Pathway	Data Diversity	Immediate Availability	Cost	Domain Gap
Internet Data	Rich	Yes	Low	Large
Demonstration	Poor	Yes	High	Minimal
Generative Simulation	Medium – Rich	No (Soon?)	Medium	Small
World Model	Rich	No (Soon?)	High	Medium – Large

Robotics’ Data Problem

The single most valuable lesson from the success of LLM is that scaling works. Before we are carried away by all the fancy current techniques of RL finetuning (e.g. Deepseek R1), RAG, or inference-time compute, the scaling of data is the single most important thing for RFM to gain rookie-level capabilities.

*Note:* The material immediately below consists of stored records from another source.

PR #1130, opened 2024-04-18
Make altair required

36000:
It's a lightweight library and currently it is used in the examples. So, currently, a user could install pyAFQ but get an error from trying to run an example from not having altair. currently, they would have to do pip install pyAFQ[plot]


arokem:
Yeah - seems reasonable to me!

PR #1132, opened 2024-04-29
[REF] Refactor segmentation code into many files and pimms system

36000:
This refactors the massive segmentation class into many files. It should make it a lot easier to change segmentation code in the future, ie, to make it so bundles can depend on the position of other bundles. It also makes recobundles into "just another" step in the pipeline, not as an entirely separate pipeline.


36000:

AFQ/bundle_rec/recognize.py
```diff
@@ -0,0 +1,305 @@
...
+            "Conflicts in bundle assignment detected. "
+            f"{conflicts} conflicts detected in total out of "
+            f"{n_streamlines} total streamlines."
+            "Defaulting to whichever bundle appears first"
+            "in the bundle_dict."))
+    bundle_decisions = np.concatenate((
+        bundle_decisions, np.ones((n_streamlines, 1))), axis=1)
+    bundle_decisions = np.argmax(bundle_decisions, -1)
+
+    # Helper functions for formatting the results
```
arokem, line 214: Maybe move these helper functions out in front of this function? I think that would improve readability (a tiny bit).

AFQ/bundle_rec/preprocess.py
```diff
@@ -0,0 +1,73 @@
...
+import dipy.tracking.streamline as dts
+
+import AFQ.bundle_rec.utils as abu
+
+
+logger = logging.getLogger('AFQ')
+
+
+@pimms.calc("tol", "dist_to_atlas", "vox_dim")
+def incexc_tol(img, dist_to_waypoint, input_dist_to_atlas):
```
36000, line 15: tolerance_mm_to_vox

36000:
I think this is good to go, lets wait for #1124

36000:
@arokem i added some testing and modified the criteria system to not use pimms

AFQ/bundle_rec/recognize.py
```diff
@@ -0,0 +1,310 @@
...
+            "Defaulting to whichever bundle appears first"
+            "in the bundle_dict."))
+    bundle_decisions = np.concatenate((
+        bundle_decisions, np.ones((n_streamlines, 1))), axis=1)
+    bundle_decisions = np.argmax(bundle_decisions, -1)
+
+    # We do another round through, so that we can orient all the
+    # streamlines within a bundle in the same orientation with respect to
+    # the ROIs. This order is ARBITRARY but CONSISTENT (going from ROI0
+    # to ROI1).
```
arokem, line 217: This is no longer ARBITRARY! And in general, this is a lot more systematic as of recently.

AFQ/tests/test_roi.py
```diff
@@ -0,0 +1,55 @@
+import numpy as np
```
arokem, line 1: Maybe we should have a tests folder in the new module (which will be called "recognition"?)

arokem (commented):
First pass for now. This is a lot of code 😅

AFQ/bundle_rec/recognize.py
36000: Yes, and we have documented the LPI convention elsewhere. If the user provides their own bundle, however, it could be in any orientation. Also, we don't necessarily use ROIs, although we can. So I think I will remove this comment and instead give a more general one.

36000:
@arokem  this is ready for another round of review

Some might say that the data for RFM is already readily available – that robot can learn from watching YouTube videos; that you can just show some recording of a people doing household tasks and then the robot can generalize on its own. All that’s left to do is just to prep a denial statement in case YouTube’s legal unit wants any trouble.

Here is how this argument falls apart, and why robotics companies are off to the other options on this list.

Scaling via Internet Data

The single biggest problem of internet data is embodiment gap. Namely, predicting someone do it ≠ doing it by oneself.

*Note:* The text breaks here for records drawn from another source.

PR #1133, opened 2024-05-02
WIP: Bval error check

teresamg:
Checks if dki is specified when there are less than three bvals

### DIFF
--- a/AFQ/api/participant.py
+++ b/AFQ/api/participant.py
@@ -23,6 +23,10 @@ from AFQ.tasks.utils import get_base_fname
 from AFQ.utils.path import apply_cmd_to_afq_derivs
 from AFQ.viz.utils import BEST_BUNDLE_ORIENTATIONS, trim, get_eye
 
+from AFQ.definitions.image import ScalarImage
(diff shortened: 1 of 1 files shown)


36000:
I wonder if this could be a lot less lines of code if you do this check in dki_params. If you don't want to do this because you want the error to happen during initialization of ParticipantAFQ, not runtime during and export call, you could move it to get_data_plan. At line 1024, there is already this check for defaults:
```
    if "scalars" not in kwargs:
        bvals, _ = read_bvals_bvecs(kwargs["bval_file"], kwargs["bvec_file"])
        if len(dpg.unique_bvals_magnitude(bvals)) > 2:
            kwargs["scalars"] = [
                "dki_fa", "dki_md",
                "dki_kfa", "dki_mk"]
        else:
            kwargs["scalars"] = [
                "dti_fa", "dti_md"]
``` 
You could do something similar nearby. That way its with the data code and not in the participantAFQ code (just the way I have been organizing things).

36000:
I think this will get the job done: https://github.com/yeatmanlab/pyAFQ/pull/1139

The diagram below explains it. When training VLM/LLM, the model’s task is literarily just predicting the next token as if the model was the author of the context. But for RFM, it must also understand the task from the perspective of the robot. In the figure, it means that the RFM not only needs to know that it need to lift the knife to cut the tomato, but also how the robot would move its motors to achieve such functionality. The data for the latter is generally missing from the internet, because it is robot-specific.

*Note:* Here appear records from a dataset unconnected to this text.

PR #1136, opened 2024-05-14
Streamlines task in parallel using ray

asagilmore:
This adds a num_chunks argument to tracking_params which causes the streamlines task to generate multiple trx files in parallel using ray, and then concatenate them at the end.

### DIFF
--- a/AFQ/tasks/tractography.py
+++ b/AFQ/tasks/tractography.py
@@ -159,9 +159,10 @@ def streamlines(data_imap, seed, stop,
 
                 def trx_from_lazy_tractogram(self, lazyt_id, seed, dtype_dict):
                     id = self.objects[lazyt_id]
-                    return self.TrxFile.from_lazy_tractogram(id,
-                                                             seed,
-                                                             dtype_dict)
+                    return self.TrxFile.from_lazy_tractogram(
+                        id,
+                        seed,
+                        dtype_dict=dtype_dict)
 
                 def create_lazyt(self, id, *args, **kwargs):
                     self.objects[id] = self.aft.track(*args, **kwargs)
@@ -177,7 +178,7 @@ def streamlines(data_imap, seed, stop,
             tracking_params_copy['n_seeds'] = this_tracking_params['n_seeds'] // num_chunks
             # create lazyt inside each actor
             tasks = [ray_actor.create_lazyt.remote(object_id, params_file,
-                     **this_tracking_params) for ray_actor in actors]
+                     **tracking_params_copy) for ray_actor in actors]
             ray.get(tasks)
 
             # create trx from lazyt
--- a/AFQ/tasks/tractography.py
+++ b/AFQ/tasks/tractography.py
@@ -146,7 +146,7 @@ def streamlines(data_imap, seed, stop,
     if is_trx:
         start_time = time()
         dtype_dict = {'positions': np.float16, 'offsets': np.uint32}
-        if num_chunks:
+        if num_chunks and num_chunks > 1:
             if not has_ray:
                 raise ImportError("Ray is required to perform tractography in"
                                   "parallel, please install ray or remove the"
--- a/AFQ/tasks/tractography.py
+++ b/AFQ/tasks/tractography.py
@@ -173,6 +173,8 @@ def streamlines(data_imap, seed, stop,
             actors = [TractActor.remote() for _ in range(num_chunks)]
             object_id = 1
 
+            tracking_params_copy = this_tracking_params.copy()
+            tracking_params_copy['n_seeds'] = this_tracking_params['n_seeds'] // num_chunks
             # create lazyt inside each actor
             tasks = [ray_actor.create_lazyt.remote(object_id, params_file,
                      **this_tracking_params) for ray_actor in actors]
--- a/AFQ/tasks/tractography.py
+++ b/AFQ/tasks/tractography.py
@@ -141,7 +141,7 @@ def streamlines(data_imap, seed, stop,
 
     is_trx = this_tracking_params.get("trx", False)
 
-    num_chunks = this_tracking_params.pop("n_chunks", False)
+    num_chunks = this_tracking_params.pop("num_chunks", False)
 
     if is_trx:
         start_time = time()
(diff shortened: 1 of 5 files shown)


AFQ/tasks/tractography.py
```diff
@@ -134,14 +139,62 @@ def streamlines(data_imap, seed, stop,
...
+            tasks = [ray_actor.trx_from_lazy_tractogram.remote(object_id, seed,
+                     dtype_dict) for ray_actor in actors]
+            sfts = ray.get(tasks)
+
+            # cleanup objects
+            tasks = [ray_actor.delete_lazyt.remote(object_id) for ray_actor in
+                     actors]
+            ray.get(tasks)
+
+            sft = concatenate(sfts)
```
arokem, line 191: For clarity, I would 

```
from trx.trx_file_memmap import concatenate as trx_concat
``` 

at the top and then here call: 

```suggestion
            sft = trx_concat(sfts)
```

arokem (changes requested):
Can we incorporate this into the example? 

https://github.com/yeatmanlab/pyAFQ/blob/master/examples/tutorial_examples/plot_001_afq_api.py#L62

@36000 : any objections? We'd need to install ray on the CI.

asagilmore:
To handle non-random seeding, where there may be less that 1 seed per chunk after splitting up the seeds for ray workers. To make this work I am running gen_seeds outside of track function and then passing the seeds as an array here:

`def _gen_seeds(n_seeds, params_file, seed_mask=None, seed_threshold=0,
               thresholds_as_percentages=False,
               random_seeds=False, rng_seed=None):
    if isinstance(params_file, str):
        params_img = nib.load(params_file)
    else:
        params_img = params_file

    affine = params_img.affine

    return gen_seeds(seed_mask, seed_threshold, n_seeds,
                     thresholds_as_percentages,
                     random_seeds, rng_seed, affine)`
                     
And then using that function here: 
`                    seeds = _gen_seeds(this_tracking_params['n_seeds'],
                                       params_file, **this_tracking_params)
                    seed_chunks = np.array_split(seeds, num_chunks)
                    tracking_params_list = [this_tracking_params.copy() for _
                                            in range(num_chunks)]
                    for i in range(num_chunks):
                        tracking_params_list[i]['n_seeds'] = seed_chunks[i]`



This works well, but this bypasses the default arguments from track(), which I have copied to the helper function. If those are ever changed this would not exhibit expected behavior. Is there any way to make this always match the track() default arugments?

AFQ/tasks/tractography.py
asagilmore: fixed in lastest push

AFQ/tasks/tractography.py
```diff
@@ -348,3 +458,18 @@ def get_tractography_plan(kwargs):
...
+
+def _gen_seeds(n_seeds, params_file, seed_mask=None, seed_threshold=0,
+               thresholds_as_percentages=False,
+               random_seeds=False, rng_seed=None):
+    if isinstance(params_file, str):
+        params_img = nib.load(params_file)
+    else:
+        params_img = params_file
+
+    affine = params_img.affine
```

The only embodiment-gap-free data for RFM would be the first-person view and proprioception data from the robot itself, the exact definition of our next option: scaling via demonstration.

However, this does not mean internet data is useless. With the right induction bias and symbolic representation, they can be used to boost the diversity of data and performance in scene understanding during pre-training. In practice, this could mean:

1. Use a pre-trained VLM backbone as image and text encoder;
2. Train RFM to extract some common representation from internet data that may be helpful for scene understanding. We explored this idea in our recent work ARM4R (using 4D representation): using human videos to boost RFM pre-training performance.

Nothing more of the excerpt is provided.